The year 2016 ended for Los Angeles Valley College (LAVC) with a December 30 ransomware attack that took control over its campus email and computer network, disabling both until a ransom was paid. After consulting cybersecurity experts and law enforcement, LAVC paid the hackers $28,000 in bitcoins. Upon making payment, LAVC received the key to successfully unlock its files. Although LAVC did not have adequate backups such that it felt it could risk losing all its data, it did have cyber-insurance, which the college believed would cover some of the costs of the incident. Its cyber-insurance also gave LAVC access to cybersecurity experts to help manage the incident. LAVC is not the first university to pay ransomware. Earlier in 2016, the University of Calgary paid approximately $16,000 in bitcoins to unlock emails taken hostage by hackers, and a Newsweek article reported that nearly two-thirds of universities in the United Kingdom have been subjects of ransomware attacks.

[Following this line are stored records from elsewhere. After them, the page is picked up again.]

PR #453, opened 2021-05-27
Health check retry

### LINKED ISSUE #438: Client creation doesn't have any retries if health check intermittently fails
Health check code:

```
func checkHealth(connection grpc.ClientConnInterface, options ConnectionOptions) error {
	if options.DisableHealthCheck {
		return nil
	}
	healthClient := healthpb.NewHealthClient(connection)
	request := &healthpb.HealthCheckRequest{
		Service: healthCheckServiceName,
	}
	healthCheckTimeout := options.HealthCheckTimeout
	if healthCheckTimeout == 0 {
		healthCheckTimeout = defaultHealthCheckTimeout
	}
	ctx, cancel := context.WithTimeout(context.Background(), healthCheckTimeout)
	defer cancel()
	resp, err := healthClient.Check(ctx, request)
	if err != nil {
		return fmt.Errorf("health check error: %w", err)
	}
	if resp.Status != healthpb.HealthCheckResponse_SERVING {
		return fmt.Errorf("health check returned unhealthy status: %v", resp.Status)
	}
	return nil
}
```

User's only option is to disable the health check or add retries on their application layer. For checkHealth calls on create client, we may want more sophisticated logic, or at least the ability to configure something via ConnectionOptions

vitarb:
Resolves #438 by adding configurable healthcheck timeout for the client.
Default value is set to 10 seconds, which means that now client creation would block sending health check requests in case if server is not available.

### DIFF
--- a/internal/client.go
+++ b/internal/client.go
@@ -58,9 +58,9 @@ const (
 	// sessions in the workflow. The result will be a list of SessionInfo encoded in the EncodedValue.
 	QueryTypeOpenSessions string = "__open_sessions"
 
-	healthCheckServiceName     = "temporal.api.workflowservice.v1.WorkflowService"
-	defaultHealthCheckTimeout  = 5 * time.Second
-	defaultHealthCheckRetryFor = 10 * time.Second
+	healthCheckServiceName           = "temporal.api.workflowservice.v1.WorkflowService"
+	defaultHealthCheckAttemptTimeout = 5 * time.Second
+	defaultHealthCheckTimeout        = 10 * time.Second
 )
 
 type (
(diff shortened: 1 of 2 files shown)


internal/client.go
```diff
@@ -423,6 +425,10 @@ type (
 		// Default: 5s.
 		HealthCheckTimeout time.Duration
 
+		// HealthCheckRetryFor defines maximum amount of time that health check should be retried for.
+		// Defaults to 10s, once this timeout is reached error will be propagated to the client.
+		HealthCheckRetryFor time.Duration
```
mastermanu, line 430: [Nit] I think we need better name here. OR, HealthCheckTimeout should represent the overall time including all attempts, and we have the new field specify the PerAttempt timeout (or have that hard-coded). I can see how this might cause some weirdness with breaking changes though...

mastermanu (approved):

internal/client.go
vitarb: We can slightly turn it and add `HealthCheckAttemptTimeout`, which would allow us to use `HealthCheckTimeout` as an aggregate one, what do you think?

mfateev (approved):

So, what should higher education institutions do to respond to or prevent ransomware from infecting their systems? The FBI has stated officially that it does not support paying ransomware, a position that backs off some of the comments it made in 2015 that suggested paying ransomware. Instead, institutions should back up their data regularly and secure those backups on networks or computers that are not connected to those that they are backing up. So if colleges or universities do fall victim to ransomware, they will not fear losing irreplaceable data. There are also organizations and companies that help unlock ransomware, some of whom will do it for free. Also, as in the LAVC incident, obtaining cyber-insurance to offset some of the costs of a ransomware attack may prove helpful. In the meantime, consider the three rules to online security extolled by popular cybercrime blogger Brian Krebs:
-
If you didn’t go looking for it, don’t install it.
-
If you installed it, update it.
-
If you no longer need it (or, if it’s become too big of a security risk) get rid of it.
Moreover, consult the FBI’s guidance relating to preventing ransomware attacks.
Password Breaches May Push Universities to Consider Secondary Authentication
Experian’s 2017 Data Breach Industry Forecast, which predicted five data breach trends for this year, warned about the “death of the password.” A recent arrest relating to password hacks at two universities illustrates the relevance of this prediction in the higher education realm. In November 2016, a 29-year-old Arizona man was arrested for using the password reset tools at two universities to gain access to thousands of student email accounts and successfully change those passwords. After obtaining access to student accounts, the man was able to compromise social media accounts linked to the student emails and mined those accounts for confidential and potentially embarrassing content. The U.S. Attorney prosecuting the case cautioned that “this case should serve as a wakeup call for universities and educational institutions around the country.” When login credentials are misappropriated, risks to users continue beyond the initial breach as hackers continue to sell that information on the dark web long after the breach. Dubbing these “aftershock” breaches, according to Experian, this will hasten the move toward stronger authentication using a two-factor method. Colleges and universities should prepare for this both as a first line of defense and also to protect against potential downstream breaches.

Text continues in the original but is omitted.